Real-time skeletal tracking provided by the Microsoft Kinect SDK is based on the depth data using body part estimation algorithm based on random decision forest proposed by Shotton et al. [Shotton_2011]. The algorithm estimates candidate body parts based on a large training set of synthetically-generated depth images of humans of many different poses and shapes in various poses from a motion capture database [Zhang_2012]. The Kinect 1 SDK can track up to two users, providing the 3D location of 20 joints for each tracked skeleton.
Iii-C Kinect 2
Kinect 2 sensor features high definition color (1920 1080 pixels) and higher resolution depth data (512 424 pixels) as compared to Kinect 1. The depth acquisition is based on the time-of-flight (ToF) principle where the distance to points on the surface is measured by computing the phase-shift distance of modulated infrared light. The intensity of the captured image is thus proportional to the distance of the points in 3D space. The ToF technology as opposed to the structured light inherently provides a dense depth map, however the results can suffer from various artifacts caused by the reflections of light signal from the scene geometry and the reflectance properties of observed materials. The depth accuracy of Kinect 2 is relatively constant within a specific capture volume, however it depends on the vertical and horizontal displacement as the light pulses are scattered away from the center of the camera [Yang_2015]. The reported average depth accuracy is under 2 mm in the central viewing cone and increases to 2-4 mm in the range of up to 3.5 m. The maximal range captured by Kinect 2 is 4.0 m where the average error typically increases beyond 4 mm.

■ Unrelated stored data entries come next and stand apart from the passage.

PR #8569, opened 2026-09-17
[CI] Raise the Modal Sandbox test budget so the full tests/unit/v1 suite can finish

0z5a:
# Raise the Modal Sandbox test budget so the full `tests/unit/v1` suite can finish

`modal-torch-latest` runs the **entire** `tests/unit/v1` suite (`mode=all`) on 2×L40S inside a
single Modal Sandbox (`push` and `merge_group` have no trustworthy base diff, so the selector
always falls back to all). That suite now needs longer than the Sandbox's `timeout`, so recent
runs either die on the deadline or finish with seconds to spare.

## Symptom

`Run tests in isolated Modal Sandbox` ends with:

```
RuntimeError: run pytest failed with exit code 137
```

Exit code 137 is `128 + 9` (SIGKILL) and lands exactly on `SANDBOX_TIMEOUT_SECONDS = 4200`:

| Event | Time (UTC) |
|---|---|
| `Sandbox started after 40s` | 2026-09-17T07:43:17 |
| first pytest result | 2026-09-17T07:46:13 |
| SIGKILL (`exit 137`) | 2026-09-17T08:53:24 |
| elapsed | **4207s ≈ the 4200s budget** |

pytest was healthy and at ~90% with all four workers still producing results — no `FAILED`,
no `ERROR`, no OOM. It simply ran out of wall clock.

## This is not specific to any one PR

Same-mode runs in the last ~24h, counting only those that actually created a Sandbox:

| Run | Event | Result | Duration |
|---|---|---|---|
| 07:43 | merge_group | failure | 70:20 (137) |
| 06:50 | merge_group | failure | 76:30 (137) |
| 06:38 | **push (master)** | failure | 70:25 (137) |
| 06:23 | merge_group | failure | 78:02 (137) |
| 04:47 | merge_group | failure | 70:23 (137) |
| 04:04 | **push (master)** | failure | 76:31 (137) |
| 02:56 | merge_group | success | 67:09 — **2:51 of margin left** |

`master`'s own push runs fail the same way, and the one passing run squeaked in 2m51s before the
cap. Runs that "passed" in ~0s never created a Sandbox at all (`mode=none`, or the Sandbox is
skipped for `pull_request_target`).

## Cost of the suite

Summing per-worker busy time for the failing run: 4 × 67.2 min of test time (16,124s total), i.e.
**~4031s ≈ 67.2 min even with perfect four-way balance**, plus ~3 min to acquire the Sandbox and
run the install chain. A few files dominate:

| File | Machine time |
|---|---|
| `tests/unit/v1/zero/test_zero_user_backward.py` | 59.0 min |
| `tests/unit/v1/ops/muon/test_muon.py` | 44.0 min |
| `tests/unit/v1/zero/test_offload_states.py` | 27.6 min |
| `tests/unit/v1/zero/test_zero.py` | 27.5 min |

## Change

- `ci/torch_latest.py`: `SANDBOX_TIMEOUT_SECONDS` `4200` → `5400`, with a comment recording that
  the Sandbox clock covers acquisition + install + pytest (so future budgets are not estimated
  from pytest time alone).
- `ci/test_torch_latest.py`: update the assertion that pins that constant.

Budget after the change, against the unchanged `deploy.timeout-minutes: 105`:

| Item | Value |
|---|---|
| install/setup overhead (observed) | ≈ 3.1 min |
| pytest (observed) | ≈ 67 min |
| new budget | 90 min |
| pytest time available | ≈ 86.9 min |
| projected job wall clock | ≈ 93 min ≤ 105 min |

## Note for reviewers / merge order

Both jobs check out the **trusted base**:

```yaml
ref: ${{ github.event.pull_request.base.sha || github.event.merge_group.base_sha || github.sha }}
```

so a PR that changes `ci/` cannot fix its own Modal run — the Sandbox always executes the base
commit's `ci/torch_latest.py`. This fix therefore only takes effect once it is on `master`; every
open PR's `merge_group` run picks it up from there.

## Verification

- `git apply` / `patch -p1 --dry-run` against the base tree is clean.
- `build_sandbox_kwargs` self-check (equivalent to
  `ci/test_torch_latest.py::test_sandbox_kwargs_are_fixed_and_secret_free`) passes and reports
  `timeout == 5400`, `gpu == "l40s:2"`, `acquire == 1800`.

## Follow-ups intentionally left out

- Sharding the full suite across multiple Sandboxes, or diff-selecting on `merge_group` via
  `merge_group.base_sha` instead of `all`, is the durable fix — one Sandbox on 2 GPUs is now
  near its physical ceiling.
- `pytest -n 4` uses the default `--dist load`; `--dist loadfile` or more workers may shorten the
  critical path, but four workers already share two GPUs, so that needs measurement.


0z5a:
@/tmp/close8569.md

0z5a:
Superseded and reverted: the CI budget change was briefly committed to #8526 on request, then removed again after the maintainer asked for it to be reverted so the sandbox behavior can be investigated separately. This standalone PR is no longer needed, so it is closed.

The standalone commit still exists as `dd1725d29fa44c8a99d9b4eecd60734a2cfaab54` on branch `ci/raise-modal-sandbox-timeout` and applies cleanly to `master`, in case the budget change is wanted later as its own PR. Reopen or ask and I will take it from there.

PR #8570, opened 2026-09-17
Raise Modal sandbox timeout to absorb full-suite runtime

delock:
## What

Raise `SANDBOX_TIMEOUT_SECONDS` in `ci/torch_latest.py` from 4200s to 5400s.

## Why

The master-push full suite currently needs ~62 min of pytest on top of sandbox setup, which leaves almost no headroom under the 4200s sandbox limit. Recent master runs are being SIGKILLed (pytest exit code 137) near completion whenever pytest runs a few minutes slower than average (Modal hardware/zone variance), e.g. run 35114915337 died at 96% with the sandbox alive for ~4255s.

The deploy job timeout was already raised to 105 min, so a 5400s (90 min) sandbox timeout plus worst-case ~8 min of controller/image overhead still fits with margin.

## Validation

- `pre-commit run --files ci/torch_latest.py` passes.
- No behavior change beyond the timeout constant; merge-queue entries pick up the new value because the controller is checked out from the merge candidate SHA.


delock:
Long term plan is move multi-rank + non GPU mandatory back to CPU workflow.  And take furhter action to reduce modal usage.  The former part is an on going task from #8381 .  If you have thoughts and ideas, please leave comments in that PR.  Thanks!

PR #8571, opened 2026-09-17
Raise Modal sandbox timeout to absorb full-suite runtime

jinyouzhi:
The master-push full suite now needs ~62 min of pytest on top of sandbox setup, which leaves almost no headroom under the 4200s sandbox limit: runs are SIGKILLed (exit 137) near completion whenever pytest is a few minutes slower than average. Raise the sandbox timeout to 5400s; the deploy job timeout (105 min) already covers the added margin.
@delock


delock (approved):

delock:
Long term plan is move multi-rank + non GPU mandatory back to CPU workflow. And take furhter action to reduce modal usage. The former part is an on going task from https://github.com/deepspeedai/DeepSpeed/pull/8381 . We will also need cto address UT number increase.  If you have thoughts and ideas, please leave comments in that PR. Thanks!

PR #8573, opened 2026-09-17
Keep runtime configuration validation active under python -O

### LINKED ISSUE #8572: [BUG] Runtime configuration validation is bypassed under python -O
## Bug: Runtime configuration validation is bypassed under `python -O`

`deepspeed/runtime/config.py` uses Python `assert` statements for several runtime configuration validation checks.

When Python is executed with optimization enabled (`python -O`), assertion statements are removed. As a result, invalid DeepSpeed configurations can bypass validation.

### Minimal reproduction

```bash
python -O -c 'from deepspeed.runtime.config import DeepSpeedConfig; DeepSpeedConfig({"train_batch_size": 0})'
```

With normal Python execution, the invalid configuration triggers the existing validation error. With `python -O`, the assertion is removed and the invalid configuration can be accepted.

The same issue affects other validation paths in `DeepSpeedConfig`, including:

* invalid batch-size values
* inconsistent batch-size arithmetic
* simultaneously enabling fp16 and bf16
* missing batch-size configuration
* invalid ZeRO stages
* invalid fp16/bf16 ZeRO-related configuration

### Proposed fix

Replace the affected runtime `assert` statements with explicit condition checks and exceptions so that configuration validation is enforced regardless of Python optimization mode.

The existing validation conditions and error messages should be preserved where practical.

Regression tests should verify the affected validation paths and ensure they remain active when running with `python -O`.

### Related work

Related configuration-validation discussions/issues include #3982, #7852, and #8260, as well as PR #8336. These address different validation problems but provide related context for explicit configuration validation.

I did not find an existing issue describing this specific `python -O` assertion-removal problem.

Saisharathchandranandnetha:
Fixes #8572.

Running Python with `-O` removes the assertions used by `DeepSpeedConfig`, allowing invalid batch sizes, inconsistent batch arithmetic, missing batch settings, and incompatible precision options to bypass validation. Replace those assertions with explicit checks and `raise AssertionError` so validation remains active while preserving the existing exception type, conditions, and error messages.

Regression coverage exercises zero, negative, and NaN batch values; inconsistent batch arithmetic; simultaneous fp16/bf16; missing batch settings; and fp16/bf16 ZeRO requirements. A subprocess regression runs actual optimized Python during a normal test run.

Validation:
- `python -m pytest tests/unit/runtime/test_ds_config_dict.py -q -k "TestConfigValidation"`: 16 passed.
- The same command with `python -O`: 16 passed.
- Final focused runs including the optimized-Python subprocess regression: 17 passed in each mode.
- Full test file in both modes: 54 passed, 4 skipped, 12 environment failures. The failures occur in multiprocessing forkserver setup because the execution sandbox blocks Unix-socket binding, before the affected test bodies run. The optimized-Python subprocess regression passes.
- Test environment: Intel Core i5-12450HX CPU, Python 3.14.7, PyTorch 2.14.0+cu130; no accessible GPU. Distributed/GPU integration remains unverified.
- All applicable repository pre-commit hooks passed for the two changed files. Used a temporary config with identical hooks and Python 3.11 as the hook interpreter because pinned flake8 5.0.4 crashes on Python 3.14; the repository hook configuration is unchanged.
- `git diff --check`: passed.


ebarkhordar (commented):
I ran this against c196d410 in a clean container (python:3.11-slim, torch 2.14.0+cpu, CPU accelerator). The conversion is complete for the file it targets: parsing `deepspeed/runtime/config.py` with `ast` gives 13 `assert` statements at merge-base 327190be and 0 at this head.

Three config-validation asserts reached from the same `DeepSpeedConfig(param_dict)` call survive, which matters because #8572 names "other validation paths in `DeepSpeedConfig`" as in scope:

- `data_pipeline/config.py:88`, curriculum learning on with no `curriculum_metrics`, and `:108`, dynamic batching on with no `max_tokens`, both reached from `config.py:654` `get_data_efficiency_config`
- `zero/config.py:399`, partial offload outside stage 3, reached from `config.py:599` `get_zero_config` and its `offload_ratio_check` validator

Two of the three take the invalid config outright under `-O`:

```
__debug__=True
A curriculum, no metrics : AssertionError: Curriculum learning is enabled, curriculum_metrics must be specified
B dynamic, no max_tokens : AssertionError: Dynamic batching is enabled, so max_tokens must be specified
C partial offload stage 1: ValidationError: Assertion failed, Partial offloading only supported for ZeRO Stage 3.

__debug__=False (python -O, same head)
A curriculum, no metrics : NO EXCEPTION, config accepted
B dynamic, no max_tokens : KeyError: 'max_tokens'
C partial offload stage 1: NO EXCEPTION, config accepted
```

`train_batch_size: 0` raises under `-O` in that same run, so the two silences are the flag and not my fixture.

The same treatment at those three sites would close them. `test_config_validation_optimized_python` pins only the batch-size path, so it stays green either way.

I did not test a GPU or distributed path.

ebarkhordar (commented):
I ran 7ecfd3f3 in a clean container (python:3.10-slim, torch 2.4.1 cpu, `pip install --no-deps .`). The three checks I raised earlier now behave identically with and without `-O`.

On whether #8572's "other validation paths in DeepSpeedConfig" are now closed: I traced every deepspeed function executed while building a valid `DeepSpeedConfig` (130 of them), then parsed those for `ast.Assert` rather than grepping. Five bare asserts remain. One is `comm.get_rank`, a runtime precondition rather than config validation. The other four still vanish under `-O`:

```
                                                    normal        -O
train_batch_size=0 (converted by this PR)           raises      raises    <- control
autotuning/config.py:39   empty results_dir         raises      ACCEPTED
autotuning/config.py:41   empty exps_dir            raises      ACCEPTED
swap_tensor/aio_config.py:39  GDS on non-CUDA       raises      ACCEPTED
config_utils.py:89  deprecated + replacement both   raises      ACCEPTED
```

The first row is a positive control: it raises under `-O` too, so the harness detects a raise while `__debug__` is False. Every case raises under normal python, so each precondition does fire.

I would put `config_utils.py:89` first. It sits in `DeepSpeedConfigModel._process_deprecated_field`, so it guards every subconfig declaring a deprecated field, not one config. Under `-O`, passing both `cpu_offload_param` and `offload_param` writes the deprecated value over the explicit one and reports nothing.

The same conversion you used would cover all four. I did not test any GPU or distributed path, and I checked config construction only.

Saisharathchandranandnetha:
Thanks for the review and for catching these missed validation paths, @ebarkhordar.

You're right that the curriculum learning metrics, dynamic batching `max_tokens`, and ZeRO Stage 3 partial-offloading checks relied on `assert` statements, which can be removed under `python -O`.

I've replaced those checks with explicit exception raising. I also identified two additional assert-based validation paths in autotuning and model checkpointing and updated those as well.

I expanded `tests/unit/runtime/test_ds_config_dict.py` with regression coverage, including a subprocess test that runs the invalid configurations under an optimized Python interpreter (`-O`). I also verified the test's effectiveness through mutation testing: restoring the original assert-based behavior caused the regression test to fail as expected. (All 24 validation tests passed under both standard and `-O` conditions).

The updated changes are committed with sign-off. The diff passes `git diff --check`. I've included the additional fixes and regression tests in my branch for review.

Thanks again for pointing these out!

Saisharathchandranandnetha:
Thanks for the additional audit, @ebarkhordar. I appreciate you tracing the remaining assertions through the `DeepSpeedConfig` construction path.

I've already addressed the autotuning checks in the latest commits. I'm now checking the remaining `swap_tensor/aio_config.py` and `config_utils.py` paths, with regression coverage under `python -O`.

I'll update this thread with the verified changes and test results once those checks are complete.

PR #8575, opened 2026-09-17
Describe the GPTBigCode and Yuan shared-QK layouts

Achyuthan-S:
Three of the four layouts in `AUTOTP_UNSUPPORTED_PARAMETER_PATTERNS` now describe themselves, so universal checkpoint conversion stops refusing them. Follows #8519, which made AutoTP layers emit affine maps for the layouts a generic rule already covered.

`codegentype` is not included — its reshape-and-interleave needs more than a segment list or a block selection, and it is the next piece of work.

### What was actually missing

Both refusals came from the same limit: a parameter carries one partition dimension, which cannot say that one block of it is sharded while the next is held whole, nor that a rank takes blocks which are not adjacent.

**GPTBigCode** splits the query rows across ranks and hands every rank the whole key/value block. `segmented_map` describes a parameter as an ordered list of segments, each split or replicated, so the two end up as pieces that differ in which ranks hold them rather than in kind. That is the case the per-piece location set was introduced for in #8385.

**Yuan shared-QK** gives a rank the value heads that pair with its query heads, plus the matching second-half heads. Those land in two runs rather than one span, so `block_gather_map` takes a selection of equal-sized blocks and merges consecutive ids into single pieces.

### Why the tests are worth reading

A layer builds its map analytically, from head counts and the tp degree. The test harness derives one independently by running the **real** partition function on a marker tensor and reading back where each slice came from. The tests require the two to agree, so what ships is checked against what the partition code actually does rather than against a reading of it.

I confirmed they fail when the map is wrong: corrupting `segmented_map` so the replicated segment claims a single owner produces two failures rather than passing quietly.

`shared_qk_value_head_ids` is extracted from `shard_value_with_share_qk` and used by both the partition and the map, so the description cannot drift from the layout it describes.

### What stays unsupported, deliberately

- **A layout with no head counts.** Describing Yuan needs `num_kv_heads`; without it the layer publishes the refusal rather than guessing, and there is a test for that.
- **The Yuan o_proj bias.** Its partition pre-divides by the world size and replicates, which needs a scaled piece — and that code path does not currently produce a usable bias, so there is no working layout to describe.

### Validation

 Validated on CPU/gloo (DS_ACCELERATOR=cpu LOCAL_SIZE=4): 90 passed across the affine suite, the producer and coverage tests, the resume matrix and tests/unit/runtime/tensor_parallel/.

Related: #8252, #8230.

cc @delock


deepspeed/module_inject/fusedqkv_utils.py
```diff
@@ -215,6 +215,27 @@ def _transpose_fused_qkvw(src, mp_size, fused_qkv_type=None, module=None):
...
+    """
+    head_per_rank = num_heads // world_size
+    q_head_start = rank * head_per_rank
+    v_head_ids = []
+    index = 0
+    while index < head_per_rank:
+        v_head_ids.append(q_head_start // 2)
+        q_head_start += 2
+        index += 2
+    v_head_ids.extend([head + num_heads // 2 for head in v_head_ids])
```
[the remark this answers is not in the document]
Achyuthan-S: Confirmed and fixed in 5f84b034. Twelve heads over four ranks gives each rank three, and the pairing then overlaps rather than partitions — heads 1, 4, 7 and 10 land on two ranks each:

     rank 0: [0, 1, 6, 7]
     rank 1: [1, 2, 7, 8]
     rank 2: [3, 4, 9, 10]
     rank 3: [4, 5, 10, 11]

    Nothing is missing in this case, but the overlap is the problem: a piece naming a single owner contradicts the one beside it, and my map published exactly that. Both Yuan builders now check the selection partitions the head range and return no map otherwise, so the layout stays unsupported rather than being described inconsistently. Test added with the 12/4 config, asserting first that the pairing really does overlap so it can't quietly stop testing anything.

    Worth noting the pairing itself is unchanged — this only governs whether a map is published for it.

deepspeed/module_inject/layers.py
```diff
@@ -1193,6 +1208,22 @@ def _freeze_partition_sizes(self, total_size):
...
+        """
+        from deepspeed.checkpoint.affine import segmented_map
+        from deepspeed.module_inject.fusedqkv_utils import get_fused_qkv_type
+
+        if get_fused_qkv_type(self.fused_module.module) != 'bigcodetype':
+            return None
+        n_embd = self.tp_meta.n_embd
+        if not shape or n_embd is None or n_embd >= shape[0]:
+            return None
+        return segmented_map(shape, [(n_embd, False), (shape[0] - n_embd, True)], 0, self.tp_world_size)
```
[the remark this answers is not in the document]
Achyuthan-S: Fixed in 5f84b034: segmented_map now requires explicit per-rank widths for split segments and raises if they don't sum to the segment, and the layer passes get_shard_size_list(...) — the same call the partition makes. Test covers the uneven config and asserts up front that the widths differ from an even split.

 My tests missed both of these because every config I'd picked happened to be one where the two agree.

deepspeed/module_inject/layers.py
```diff
@@ -1193,6 +1208,29 @@ def _freeze_partition_sizes(self, total_size):
         if self._subparam_shard_widths is not None:
             set_fused_qkv_shard_state(self.fused_module.module, self._subparam_shard_widths, self.tp_index)
 
+    def _segmented_affine_map(self, shape):
```
delock, line 1227: **Missing wiring test for GPTBigCode**

`test_yuan_weight_is_no_longer_refused_by_conversion` verifies the full wiring for Yuan (the layer actually publishes `AFFINE_MAP_PARAMS` and is removed from `AUTOTP_UNSUPPORTED_PARAMETER_PATTERNS`), but there is no equivalent for `bigcodetype`. The geometry tests validate `segmented_map` itself, but nothing fails if `fused_LinearLayer._segmented_affine_map` never gets called (e.g. a hook-name typo or `get_fused_qkv_type` returning something else in that context) — the layout would silently stay refused while all tests stay green.

Could you mirror the Yuan test for a `fused_LinearLayer` with a `GPTBigCodeBlock` module? The pattern should transfer directly.

deepspeed/module_inject/layers.py
```diff
@@ -1240,6 +1278,29 @@ class Yuan_LinearAllreduce(LinearAllreduce):
     _unsupported_uc_reason = ("Yuan shared-QK tensor parallelism selects noncontiguous head groups that universal "
                               "checkpoint conversion cannot currently describe")
 
+    def _shared_qk_affine_map(self, shape):
```
delock: **Duplicated `_shared_qk_affine_map` in the two Yuan classes (non-blocking)**

`Yuan_LinearAllreduce` and `Yuan_LinearLayer` carry near-identical copies of `_shared_qk_affine_map` (guards, completeness check, and its comment included); the only real difference is the partition axis. This is essential rather than incidental duplication — both copies encode the same invariant (the head selection must partition the head set) and will need to change together. The `len(shape) <= 0` leftover in the other copy shows how they can drift. A shared helper taking `partition_dim` would collapse them to one-liners at each call site.

deepspeed/checkpoint/affine.py
```diff
@@ -480,3 +486,118 @@ def _piece_from_dict(entry):
                        dest_strides=dest_strides,
                        locations=entry['locations'],
                        scale=entry.get('scale', 1.0))
+
+
+def segmented_map(shape, segments, partition_dim, tp_degree, split_widths=None):
```
delock: **Consider making `split_widths` required (non-blocking)**

The only production caller (`fused_LinearLayer._segmented_affine_map`) already passes explicit widths; the `split_widths=None` fallback is only exercised by one test. Since an inferred split can read the wrong rows while still covering the tensor (the exact bug the second commit fixed), removing the fallback would close that door for future callers. `_even_split_sizes` has no other callers, so it can be deleted along with the fallback — the one test call site just passes explicit widths.

deepspeed/module_inject/layers.py
```diff
@@ -1274,6 +1340,29 @@ class Yuan_LinearLayer(LinearLayer):
...
```
delock: **Dead condition in `Yuan_LinearLayer._shared_qk_affine_map` (non-blocking)**

`len(shape) <= 0` is always false for a tensor shape (`ndim >= 1`). It looks like a copy-paste leftover from the `len(shape) <= 1` guard in `Yuan_LinearAllreduce` (which protects the `shape[1]` access). Harmless here since `shape[0]` is valid for 1-D, but the check as written does nothing — either drop it or restore the intended bound.

delock (changes requested):
Thanks for the PR — the shared-source design (`shared_qk_value_head_ids` used by both the partition and the map) and the marker-tensor verification methodology are excellent.

One blocking item (missing GPTBigCode wiring test) and three non-blocking suggestions below.

delock:
Hi @Achyuthan-S , thanks for the PR.   Being able to handle GPTBigCode and Yuan really show the power of this work.  The comments is left above.  Thanks!

Achyuthan-S:
@delock All four addressed in f8b9022.

   The wiring test — added and confirmed it earns its place: renaming _segmented_affine_map makes it fail while the geometry tests stay green, which is the scenario you described.

   The duplication — collapsed into one module-level helper taking partition_dim. Your point about it being essential rather than incidental was borne out: the len(shape) <= 0 leftover disappeared as a consequence of merging them, rather than needing its own fix.

   split_widths required — done, and _even_split_sizes deleted with it. Agreed that leaving the fallback open invites exactly the bug the second commit fixed.

 90 passed across the affine suite, the producer and coverage tests, the resume matrix and tests/unit/runtime/tensor_parallel/.

delock (approved):

PR #148, opened 2020-03-17
deploy: do not reuse all of public/

fabiosantoscode:
The idea is to only restore the thumbnails/resizes from S3, and leave the rest of the files alone. It shouldn't change the build performance.

### DIFF
--- a/scripts/deploy-with-s3.js
+++ b/scripts/deploy-with-s3.js
@@ -20,7 +20,7 @@
 
 const path = require('path');
 const { execSync } = require('child_process');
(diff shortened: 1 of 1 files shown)


fabiosantoscode:
Timings:

 * PR first build: 4:35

The skeletal tracking method implemented in Kinect SDK v2.0 has not been fully disclosed by Microsoft; however, it appears to follow similar methodology as for Kinect 1 while taking advantage of GPU computation to reduce the latency and to improve the performance. The Kinect SDK v2.0 features skeletal tracking of up to 6 users with 3D locations of 25 joints for each skeleton. In comparison to Kinect 1, the skeleton includes additional joints at the hand tip, thumb tip and neck. The arrangement of the joints, i.e. the kinematic structure of the model, is comparable to standard motion capture skeleton. Kinect 2 includes some additional features, such as detection of hand opening/closing and tracking of facial features.
Iii-D Calibration and Data Acquisition
For the capture of the database, we connected the two Kinect cameras to a single PC running Windows 8.1, with Kinect 1 connected via USB 2.0 and Kinect 2 connected via USB 3.0 on a separate PCI bus. Such arrangement allowed for both sensors to capture at the full frame rate of 30 Hz. The skeletal data for both cameras were extracted in real time via Microsoft Kinect SDK v1.8 and Kinect for Windows SDK v2.0 for Kinect 1 and Kinect 2, respectively.
The temporal synchronization of the captured data was performed using Network Time Protocol (NTP). The motion capture server provided the time stamps for the Kinect PC over the local area network. Meinberg NTP Client Software (Meinberg Radio Clocks GmbH, Bad Pyrmont, Germany) was installed on the Windows computer to obtain more precise clock synchronization.
Prior to the data acquisition, we first calibrated the motion capture system using provided calibration software. The coordinate frames of the Kinect cameras were then aligned with the motion capture coordinates using the following procedure. A planar checkerboard with three motion capture markers attached to corners of the board was placed in three different positions in front of the Kinects. In each configuration, marker position, color and depth data were recorded. Next, the 3D positions of the corners were extracted from the depth data using the intrinsic parameters of the Kinect and corresponding depth pixel values. Finally, a rigid transformation matrix that maps 3D data captured by each Kinect into the motion capture coordinate system was determined by minimizing the squared distance between the Kinect acquired points and the corresponding marker locations.
Iii-E Data Processing
Collected marker data were first processed in Recap2 to obtain the skeletal sequence for each subject, and then exported to BVH file format. The rest of the analysis was performed in MATLAB (MathWorks, Natick, MA). First, the skeletal sequences from the Kinect cameras were mapped to the motion capture coordinate space using the rigid transformation obtained from the calibration. Next, we aligned the sequences using the time stamps, and re-sampled all the data points to the time stamps of Kinect 2 in order to compare the joint localization at the same time instances. Fig. 1 demonstrates the three skeletal configurations projected into the motion capture coordinate space after the calibration.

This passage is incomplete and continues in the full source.